The rumours are true! At last, we have data on baryonychine brains…

Long, long ago – in 2021 – myself and a team of colleagues (mostly associated with the University of Southampton) published our initial descriptive volley on the new British spinosaurid dinosaurs Ceratosuchops inferodios and Riparovenator milnerae (Barker et al. 2021). The study was led by Chris Barker, and analysis of the two animals forms the bulk of his PhD work.

Ceratosuchops and Riparovenator are both from the Lower Cretaceous Wessex Formation (part of the famous, and famously complex, Wealden Supergroup) of the Isle of Wight, and both lived during the Barremian age of the Early Cretaceous, round about 127 million years ago. Neither is complete nor even close to it, but both include well-preserved sections of skeletal anatomy.

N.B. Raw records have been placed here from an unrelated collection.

PR #715, opened 2022-08-31
Redesigning `protostar.toml` 2 — `ConfigurationFileV1Model`

kasperski95:
Saving v1 won't be supported. `ConfigurationFileV1Model` will be used by `ConfigurationFileV2Model.from`. Models are needed to specify what needs to be saved (check project creators).


protostar/configuration_file/configuration_file.py
```diff
@@ -17,19 +15,10 @@
...
-@dataclass(frozen=True)
-class ConfigurationFileData:
-    min_protostar_version: Optional[str]
-    contract_name_to_path_str: Dict[ContractName, str]
-    lib_path_str: Optional[str]
-    command_name_to_config: CommandNameToConfig
-    shared_command_config: CommandConfig
-    profile_name_to_commands_config: Dict[ProfileName, CommandNameToConfig]
-    profile_name_to_shared_command_config: Dict[ProfileName, CommandConfig]
+TConfigurationFileModel = TypeVar("TConfigurationFileModel")
```
mkaput, line 18: Newer versions of pylint will yell here (see https://github.com/software-mansion/protostar/pull/713/commits/a07d020b88af037ef9993603e254473ff86c3b0a). Valid name would be `ConfigurationFileModelT`

protostar/configuration_file/configuration_file.py
```diff
@@ -52,9 +41,12 @@ def get_command_argument(
     ]:
         ...
 
-    def create_configuration_file_data(
+    def create_model(
```
mkaput, line 50:
```suggestion
    def read(
```

given that there is `save` function ?

also from fmt perspective, this could be a one liner, but the comma forces Black to put new line style here

protostar/configuration_file/configuration_file.py
```diff
@@ -32,6 +46,16 @@ def get_command_argument(
...
         ...
 
+    @abstractmethod
+    def create_model(
+        self,
+    ) -> TConfigurationFileModel:
+        ...
+
+    @abstractmethod
+    def save(self, configuration_file_model: TConfigurationFileModel) -> Path:
```
mkaput, line 56: why is this returning file path?

protostar/configuration_file/configuration_file_v1.py
```diff
@@ -66,3 +92,82 @@ def get_command_argument(
...
+    ) -> CommandConfig:
+        return (
+            self._protostar_toml_reader.get_section(
+                "shared_command_configs", profile_name=profile_name
+            )
+            or {}
+        )
+
+    def save(self, configuration_file_model: ConfigurationFileV1Model) -> Path:
+        assert False, "Operation not supported"
```
mkaput, line 173:
```suggestion
        raise NotImplementedError("Operation not supported.")
```

mkaput (changes requested):

protostar/configuration_file/configuration_file.py
kasperski95: It was convenient from the test perspective.

mkaput: Aren't tests able to get this value from elsewhere? It doesn't really make any sense to me to have such contract here.

kasperski95: I think it makes sense because`ConfigurationFile`'s callers don't know the format of the file, hence they can't know the exact path upfront.

mkaput: hmm but now they cannot learn about the file without saving it...

would it make sense to expose the path as a `property` here?

mkaput (approved):

protostar/configuration_file/configuration_file.py
kasperski95: I removed the `save` method from the `ConfigurationFile` because readers don't care about the file format, but writers do.

PR #729, opened 2022-09-01
Redesigning `protostar.toml` 4 — Saving `ConfigurationFileV2`

kasperski95:


protostar/configuration_file/confiuration_toml_writer_test.py
```diff
@@ -0,0 +1,54 @@
...
+
+    toml_writer.save(
+        configuration_model=model,
+        filepath=output_file_path,
+    )
+
+    result = output_file_path.read_text()
+    assert result is not None
+    assert not '["' in result
+    assert not '"]' in result
```
mkaput, line 54: wouldn't it be more fault-proof to verify whole file contents exactly?

protostar/configuration_file/confiuration_toml_writer_test.py
```diff
@@ -0,0 +1,54 @@
+from dataclasses import dataclass
```
mkaput, line 1: I'm missing a test that verifies that `ConfigurationTOMLWriter` writes stuff in fixed order. So that our writes will not cause nondeterministic diffs.

protostar/configuration_file/configuration_file_v2.py
```diff
@@ -89,5 +96,48 @@ def read(
     ) -> ConfigurationFileV2Model:
         raise NotImplementedError("Operation not supported.")
 
-    def save(self, configuration_file_model: ConfigurationFileV2Model) -> Path:
-        raise NotImplementedError("Operation not supported.")
+    def create_file_content(
```
mkaput, line 99: I wonder if it wouldn't be simpler to simply build a Python dict containing all data and pass it to the writer.

In general that would drop the need for the `ConfigurationFileContentBuilder` class.

mkaput (changes requested):
It's not clear to me how to write something like this, with exactly this formatting:

```toml
[dependencies]
foo = "^1.0.0"

[profile.foo.dependencies]
foo = { git = "...", branch = "..." }
```

I know that this is out of scope of this PR because we do not have such feature, but I don't know how to fit it into this design.

kasperski95:
> It's not clear to me how to write something like this, with exactly this formatting:

Added a test case that represents how to do it. I noticed inline tables weren't supported, so I replaced the `toml` package which is going to be useful anyway to add comments.

protostar/configuration_file/confiuration_toml_writer_test.py
kasperski95: `test_saving_configuration` is a snapshot test, and it doesn't fail randomly

protostar/configuration_file/configuration_file_v2.py
mkaput: Shouldn't `profile` en/decoding be shifted to a separate class that would be layered over all of this? You're making too powerful objects here.

protostar/configuration_file/configuration_file_v2_test.py
```diff
@@ -144,3 +138,31 @@ def test_saving_configuration(
 
     result = filepath.read_text()
     assert result == protostar_toml_content
+
+
+def test_saving_in_particular_order(
```
mkaput, line 143: I think 1. building the configuration file ad hoc specifically for this test and 2. testing exact contents would be more robust here and 3. testing only ConfigurationTOMLWriter independent of the model.

mkaput (changes requested):

pyproject.toml
```diff
@@ -26,6 +26,7 @@ tomli = "<2.0.0"
 tomli-w = "^1.0.0"
 tqdm = "^4.64.0"
 typing-extensions = "^4.0.1"
+tomlkit = "^0.11.4"
```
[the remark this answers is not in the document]
kasperski95: Maybe in the future. I'd leave the old library as long as we support V1.

protostar/configuration_file/configuration_file_v2_test.py
kasperski95: > 3. testing only ConfigurationTOMLWriter independent of the model.

I'll remove `ConfigurationTOMLWriter`. `ConfigurationTOMLContentBuilder` is what should be tested.

protostar/configuration_file/configuration_file_v2.py
kasperski95: - there might be different conventions for encoding `profiles` per format 
- `ConfigurationTOMLContentBuilder` has 54 lines of cohesive code
- there are more important things to do

mkaput (changes requested):

poetry.lock
```diff
@@ -54,7 +54,7 @@ optional = false
 python-versions = ">=3.7"
 
 [package.extras]
-tests = ["mypy (>=0.800)", "pytest", "pytest-asyncio"]
+tests = ["pytest", "pytest-asyncio", "mypy (>=0.800)"]
```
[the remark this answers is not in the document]
kasperski95: I believe the most recent one (I need to check it on my second laptop).

protostar/configuration_file/configuration_toml_content_builder.py
```diff
@@ -0,0 +1,64 @@
...
+import tomlkit
+from tomlkit.items import InlineTable, Table
+
+from .configuration_file import ConfigurationFileContentBuilder
+
+ConfigurationTOMLContent = str
+
+
+class ConfigurationTOMLContentBuilder(
+    ConfigurationFileContentBuilder[ConfigurationTOMLContent]
```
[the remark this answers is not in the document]
kasperski95: It's not necessary. It's a leftover after a different flow.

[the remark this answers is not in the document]
kasperski95: Removed generic

protostar/configuration_file/configuration_toml_content_builder_test.py
```diff
@@ -0,0 +1,97 @@
...
+        profile_name="devnet", section_name="declare", data={"network": "devnet"}
+    )
+    content_builder = ConfigurationTOMLContentBuilder()
+
+    result = content_configurator.create_file_content(
+        content_builder=content_builder,
+        model=model,
+    )
+
+    assert "[profile.devnet.declare]" in result
```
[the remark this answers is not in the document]
kasperski95: Done

poetry.lock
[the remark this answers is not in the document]
kasperski95: Reverted changes

mkaput (approved):
LGTM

The braincases of both are three-dimensional and well preserved, as is also the case for the related Baryonyx walkeri from the Upper Weald Clay Formation of the English mainland (Charig & Milner 1986, 1997). All three are united within the spinosaurid group Baryonychinae.

I’ve mentioned a few times that additional work on the Isle of Wight baryonychines is due to appear this year and beyond, and today sees another of our publications on these dinosaurs: ‘Modified skulls but conservative brains? The palaeoneurology and endocranial anatomy of baryonychine dinosaurs (Theropoda: Spinosauridae)’; it’s published in Journal of Anatomy (Barker et al. 2023). Chris and his PhD supervisor Neil Gostling led this research, and the contributors in addition to myself are Jacob Trend, Lysanne Veerle Michels, Larry Witmer, Ryan Ridgley, Katy Rankin, Claire Clarkin and Philipp Schneider.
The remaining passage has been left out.